How to Do Research Interactive Graphic

Posted by admin | Posted in Interactive Whiteboard, Knowledge (remember), Language Arts, Primary Elementary, Secondary Elementary, Teacher Resources, Understand (describe, explain), Websites | Posted on 29-03-2012

Tags: , , , , , , , , ,


What it is:  The research process can be a hard one for kids to master.  As a student, I remember thinking that it was a long process of random steps that were supposed to somehow come together as a completed project. I was constantly convinced that I would forget one of those steps and the whole thing would come crashing down around me.  I’ve seen this same behavior in our students at Anastasis.
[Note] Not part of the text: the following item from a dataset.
PR #1182, opened 2024-03-25
Expose method in `TealAppDriver` that checks if elements are visible

### LINKED ISSUE #1181: [Feature Request]: Add function that checks if elements on page are visible (`TealAppDriver`)
Between current `main` and #1150 there are 2 custom implementations of this feature.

We mention the word research, and we are met instantly with groans.  Kids don’t really dislike research though, they do it all the time voluntarily.  Kids want to know how to be masters at parkour and they immediately search YouTube and Google for videos, tips, blogs, etc. to learn all about it.  Kids hear someone talk about dub step and will go through videos and connect with others who know about dub step.  They didn’t believe me when I told them this is research.  The Kentucky virtual library has a great interactive that leads kids through the research process step-by-step and lets them dig deeper into the portions that they don’t understand.  It has a fun game board-like interface so that it isn’t intimidating for kids to go through.  Every step of the process is covered from initial planning, to searching for information, to taking notes, to using the information, reporting and evaluating.  I’m not a stickler for this process happening exactly as it is described, but I appreciate that the site gives students a starting point so they aren’t so overwhelmed with the “research beast.”
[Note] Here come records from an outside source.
Issue #1189, opened 2024-04-01
[Feature Request]: Update `TealAppDriver` method for   `mae`  object Handling


kartikeyakirar:
### Feature description

Objective:
Update the `TealAppDriver` class to improve its functionality with Multi-Assay Experiment `(MAE`) objects, focusing on extending existing capabilities and introducing new methods specifically for adding, setting, and removing filters related to MAE objects.

Background:
The MAE object filtering mechanism in our application is structured into two main sections: one for adding subjects and the other for adding experiments. The latter includes managing gene IDs and sample data, such as row and column data.

![image](https://github.com/insightsengineering/teal/assets/6700955/a0418635-553a-4716-af63-b1ceb263a8d6)

### Code of Conduct

- [X] I agree to follow this project's Code of Conduct.

### Contribution Guidelines

- [X] I agree to follow this project's Contribution Guidelines.

### Security Policy

- [X] I agree to follow this project's Security Policy.

PR #1190, opened 2024-04-01
updated TealAppDriver method for adding , removing and setting filter for `MAE` objects

kartikeyakirar:
fixes https://github.com/insightsengineering/teal/issues/1189

- [x] Adding filter
- [x] Setting filter
- [x] removing filter

### DIFF
--- a/R/TealAppDriver.R
+++ b/R/TealAppDriver.R
@@ -392,50 +392,50 @@ TealAppDriver <- R6::R6Class( # nolint: object_name.
           self$active_filters_ns(),
           dataset_name
         )
-      } else{
+      } else {
         remove_selector <- switch(filter_type,
-                                  `data.frame` = {
-                                    sprintf(
-                                      "#%s-active-%s-filter-%s_%s-remove",
-                                      self$active_filters_ns(),
-                                      dataset_name,
-                                      dataset_name,
-                                      var_name
-                                    )
-                                  },
-                                  subject = {
-                                    sprintf(
-                                      "#%s-active-%s-subjects-%s_%s-remove",
-                                      self$active_filters_ns(),
-                                      dataset_name,
-                                      dataset_name,
-                                      var_name
-                                    )
-                                  },
-                                  gene = {
-                                    checkmate::check_string(sample_name)
-                                    sprintf(
-                                      "#%s-active-%s-%s-%s_%s_%s_subset-remove",
-                                      self$active_filters_ns(),
-                                      dataset_name,
-                                      sample_name,
-                                      dataset_name,
-                                      var_name,
-                                      sample_name
-                                    )
-                                  },
-                                  sample = {
-                                    checkmate::check_string(sample_name)
-                                    sprintf(
-                                      "#%s-active-%s-%s-%s_%s_%s_select-remove",
-                                      self$active_filters_ns(),
-                                      dataset_name,
-                                      sample_name,
-                                      dataset_name,
-                                      var_name,
-                                      sample_name
-                                    )
-                                  }
+          `data.frame` = {
+            sprintf(
+              "#%s-active-%s-filter-%s_%s-remove",
+              self$active_filters_ns(),
+              dataset_name,
+              dataset_name,
+              var_name
+            )
+          },
+          subject = {
+            sprintf(
+              "#%s-active-%s-subjects-%s_%s-remove",
+              self$active_filters_ns(),
+              dataset_name,
+              dataset_name,
+              var_name
+            )
+          },
+          gene = {
+            checkmate::check_string(sample_name)
+            sprintf(
+              "#%s-active-%s-%s-%s_%s_%s_subset-remove",
+              self$active_filters_ns(),
+              dataset_name,
+              sample_name,
+              dataset_name,
+              var_name,
+              sample_name
+            )
+          },
+          sample = {
+            checkmate::check_string(sample_name)
+            sprintf(
+              "#%s-active-%s-%s-%s_%s_%s_select-remove",
+              self$active_filters_ns(),
+              dataset_name,
+              sample_name,
+              dataset_name,
+              var_name,
+              sample_name
+            )
+          }
         )
       }
       self$click(
--- a/R/TealAppDriver.R
+++ b/R/TealAppDriver.R
@@ -289,79 +289,53 @@ TealAppDriver <- R6::R6Class( # nolint: object_name.
       active_filters[[dataset_name]]
     },
     #' @description
-    #' Add a new variable from the dataset to be filtered.
-    #'
-    #' @param dataset_name (character) The name of the dataset to add the filter variable to.
-    #' @param var_name (character) The name of the variable to add to the filter panel.
-    #' @param ... Additional arguments to be passed to `shinytest2::AppDriver$set_inputs`
-    #'
-    #' @return The `TealAppDriver` object invisibly.
-    add_filter_var = function(dataset_name, var_name, ...) {
-      checkmate::check_string(dataset_name)
-      checkmate::check_string(var_name)
-      self$set_input(
-        sprintf(
-          "%s-add-%s-filter-var_to_add",
-          self$active_filters_ns(),
-          dataset_name
-        ),
-        var_name,
-        ...
-      )
-      invisible(self)
-    },
-    #' @description
-    # Add a new subject filter variable for MAE datasets.
-    #'
-    #' @param dataset_name (character) The name of the dataset to add the filter variable to.
-    #' @param var_name (character) The name of the variable to add to the filter panel.
-    #' @param ... Additional arguments to be passed to `shinytest2::AppDriver$set_inputs`
-    #'
-    #' @return The `TealAppDriver` object invisibly.
-    add_mae_subjects_filter_var = function(dataset_name, var_name, ...) {
-      checkmate::check_string(dataset_name)
-      checkmate::check_string(var_name)
-      self$set_input(
-        sprintf(
-          "%s-add-%s-subjects-var_to_add",
-          self$active_filters_ns(),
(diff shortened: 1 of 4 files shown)


R/TealAppDriver.R
```diff
@@ -311,39 +311,70 @@ TealAppDriver <- R6::R6Class( # nolint: object_name.
       active_filters[[dataset_name]]
     },
     #' @description
-    #' Add a new variable from the dataset to be filtered.
+    #' Adds a new filter variable to the dataset. Supports both standard datasets and MAE datasets.
     #'
     #' @param dataset_name (character) The name of the dataset to add the filter variable to.
+    #' @param sample_name (character) The name of the sample/experiment.
```
vedhav, line 317:
```suggestion
    #' @param sample_name (character) The name of the sample/experiment. Applicable only if the dataset is a `MultiAssayExperiment` object.
```

R/TealAppDriver.R
```diff
@@ -311,39 +311,70 @@ TealAppDriver <- R6::R6Class( # nolint: object_name.
...
     },
     #' @description
     #' Remove an active filter variable of a dataset from the active filter variables panel.
     #'
     #' @param dataset_name (character) The name of the dataset to remove the filter variable from.
     #' If `NULL`, all the filter variables will be removed.
+    #' @param sample_name (character) The name of the sample, required for "gene" and "sample" filter types.
     #' @param var_name (character) The name of the variable to remove from the filter panel.
     #' If `NULL`, all the filter variables of the dataset will be removed.
+    #' @param filter_type (character) Specifies the type of filter: "data.frame", "subject", "gene", or "sample".
```
vedhav, line 370: Same comment as above. As we have `sample_name` as `NULL` so it makes more sense for me when `filter_type` is also `NULL`. Perhaps it can be called something else more specific like `mae_entity`/`mae_element`/`mae_component`.

R/TealAppDriver.R
```diff
@@ -311,39 +311,70 @@ TealAppDriver <- R6::R6Class( # nolint: object_name.
...
     #' @return The `TealAppDriver` object invisibly.
-    add_filter_var = function(dataset_name, var_name, ...) {
+    add_filter_var = function(dataset_name, sample_name, var_name, filter_type = "data.frame", ...) {
       checkmate::check_string(dataset_name)
       checkmate::check_string(var_name)
-      self$set_input(
-        sprintf(
+      checkmate::assert_choice(filter_type, c("data.frame", "subject", "gene", "sample"))
+
+      input_id <- switch(filter_type,
```
gogonzo, line 328: Before I take away PR rejection let's have a discussion about why this should be in teal.

gogonzo (dismissed):

R/TealAppDriver.R
vedhav: The idea was that `teal.slice` would use the `TealAppDriver` to test the teal features. One approach was to extend the `TealAppDriver` in `teal.slice` to drive MAE selections and the alternative was to make all possible "app driving" done in the teal package itself.

gogonzo: Why does `teal.slice` need `teal` to test itself? (It sets a reverse dependency - on Suggests)

kartikeyakirar: I believe the `TealAppDriver` is primarily meant for testing the tm_modules in `teal` ,  such as `teal.modules.general`, `teal.modules.clinical`, and `teal.modules.hermes`, among others.  and incorporating methods directly into the Driver for `MAE` would be more beneficial. For `teal.slice` all examples using conventional methods, and we can test it with `AppDriver`. I think we don't need  TealAppDriver for `teal.slice` specifically

R/TealAppDriver.R
```diff
@@ -311,39 +311,70 @@ TealAppDriver <- R6::R6Class( # nolint: object_name.
...
     #'
     #' @param dataset_name (character) The name of the dataset to add the filter variable to.
+    #' @param sample_name (character) The name of the sample/experiment.
     #' @param var_name (character) The name of the variable to add to the filter panel.
+    #' @param filter_type (character) Specifies the type of filter. Default is "data.frame".
     #' @param ... Additional arguments to be passed to `shinytest2::AppDriver$set_inputs`
     #'
     #' @return The `TealAppDriver` object invisibly.
-    add_filter_var = function(dataset_name, var_name, ...) {
+    add_filter_var = function(dataset_name, sample_name, var_name, filter_type = "data.frame", ...) {
```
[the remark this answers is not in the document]
kartikeyakirar: I think  setting  specific default value (e.g., "data.frame" for filter_type) rather than NULL makes the function's intended use and behaviour more clearer to the user.  we internally anyways going to change it 'data.frame`. It communicates what the expected default behavior in definition  without requiring the user to dive into the function's logic.

R/TealAppDriver.R
kartikeyakirar: okay in this case keeping it null make sense as we won't have `data.frame` only c("subject", "gene", "sample"). I am okay with this . I will make changes anyway because the filter type was a bit vague.

R/TealAppDriver.R
gogonzo: >  believe the TealAppDriver is primarily meant for testing the tm_modules in teal (if I am not mistaken) such as teal.modules.general, teal.modules.clinical, and teal.modules.hermes

Then let's test the modules and not filters in the module packages. If we need to test filters outside of `teal.slice`  then we probably need a testing class for `FilteredData` and incorporate it somehow in `tealAppDriver` - `tealAppDriver` shouldn't handle stuff like id of the filter-panel element. Reason for this is to limit dependency on internal stuff in `teal.slice` (like id of the card element). Changes in `teal.slice` will require us to make changes in teal tests also (even if the public api remains unchanged).

gogonzo: I think we can resolve problem of violating encapsulation of the teal.slice in two ways:
1. Don't test filter panel outside of the teal.slice.
2. Enable teal.slice testing methods for teal

I guess consequences of (1) are clear. I don't think teal.modules.hermes should test whether it is possible to add a MAE filter. If we cover it in `teal.slice` there is no need to test it again in teal.modules.hermes - but we need to make sure that namespace of the filter-panel is set correctly.

Design is a challange for (2) - `tealAppDriver` can't inherit from both `appDriver` and `tealSliceAppDriver`. Which makes me thinking that maybe `tealAppDriver` class is not needed but rather just functions?

Consider this:
```r
appDr <- shinytest2::appDriver(<tealapp>)

teal:::get_html_rvest(appDr)
teal.slice:::add_filter(appDr, <filter-id>, filter_panel_id = "teal-main_ui-filter_panel")

```

WDYT?

kartikeyakirar: > I guess consequences of (1) are clear. I don't think teal.modules.hermes should test whether it is possible to add a MAE filter. If we cover it in teal.slice there is no need to test it again in teal.modules.hermes - but we need to make sure that namespace of the filter-panel is set correctly.

I agree `MAE` filter can be just checked in teal.slice and we dont't need to test it again in modules.  

> tealAppDriver class is not needed but rather just functions?

This is a good idea to keep testing functions separate. We can still keep the TealAppDriver and create testing functions in teal.slice, for example. (@vedhav  can you share your thoughts on this)
```

appDr <- teal:::TealAppDriver(<tealapp>)
teal.slice:::add_filter(appDr, <filter-id>) # return TealAppDriver
```

vedhav: I think we have to forget about `TealAppDriver` completely when it comes to testing `teal.slice`.
We are testing it using a classic shiny app where it is easy to control the namespace. So the `tealSliceAppDriver` will just use the `appDriver`. Some of the driving logic for this can be copied and maintained in `teal.slice` separately, there is some overlap for sure. But, we do not want the entire `tealAppDriver` to drive a shiny app created with `teal.slice`.

When it comes to this PR, it is adding the MAE filter functions so that the module packages can use it. We still need it. And `teal.slice` is a dependency of `teal` and it is okay to add driving code that is dependent on `teal.slice`.
We can test it as part of testing the `TealAppDriver` itself, there are some features of the `TealAppDriver` that are not tested yet.

gogonzo: @vedhav `teal` is data format independent. There is no assumption on a class of the data. This solution is bad, it checks the filter type which is a internal part of the `teal.slice` package. The link is not obvious and  we will have to deal with this each time there will be changes in relevant code in `teal.slice`.  I will not block the sprint objective, there are more important things to discuss.

kartikeyakirar: Yes, this feature was only required for `teal.modules.hermes` and `teal.modules.helios `. And Following your suggestion I am drafting a plan to incorporate the MAE test within `teal.slice`,  I am also considering whether to consolidate all `teal.slice` related methods, such as removing, adding, and setting filters, exclusively within `teal.slice`.

kartikeyakirar: I'm moving this PR to draft for now. I will close it once the Teal.slice PR is live.

kartikeyakirar: Not yet. I prioritize `tmc` so I did not get time to work on it.

kartikeyakirar:
@marcin, I've kept this PR as a placeholder for now. till the new PR on `teal.slice` to test the filters for ADaM and MAE data.

TODO:

 

- [ ] Remove the methods for adding, removing, and setting filters in tealAppDriver.
- [ ]  Add tests for filters in the teal_slices package.

This isn't exactly blocking the `teal.module.heremrs` and teal.module.hleios shinytest2 conversations, but I marked it as blocked due to some ongoing discussions at that time.

As per our conclusion, we will not be testing filters on modules. Once we remove the methods mentioned above, we will also remove the related tests using filtering functionalities.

How to integrate How to do Research Interactive Graphic into the classroom: The How to do Research Interactive Graphic is a great site to keep bookmarked and available for easy access for students throughout the school year.  Any time they are faced with the daunting task of performing a research project, they can access the interactive graphic.  Whenever your students are working on research, set up your classroom computers as a “research station” where students can perform searches online and access this graphic.  The interactive graphic will keep your students moving when they are feeling overwhelmed and stumped and provide a great foundation for conducting research.
The graphic is also a great way to introduce students to the research process.  Using an interactive whiteboard, or projector-connected computer, you can lead students through the process, explaining specific areas of focus for the project or your classroom.  I like that this site doesn’t just focus on the research paper, but shows students that research can have a variety of outcomes.
Tips: Within the graphic, there are pages that you can print out for your students.  Check out the notes section for an example of this.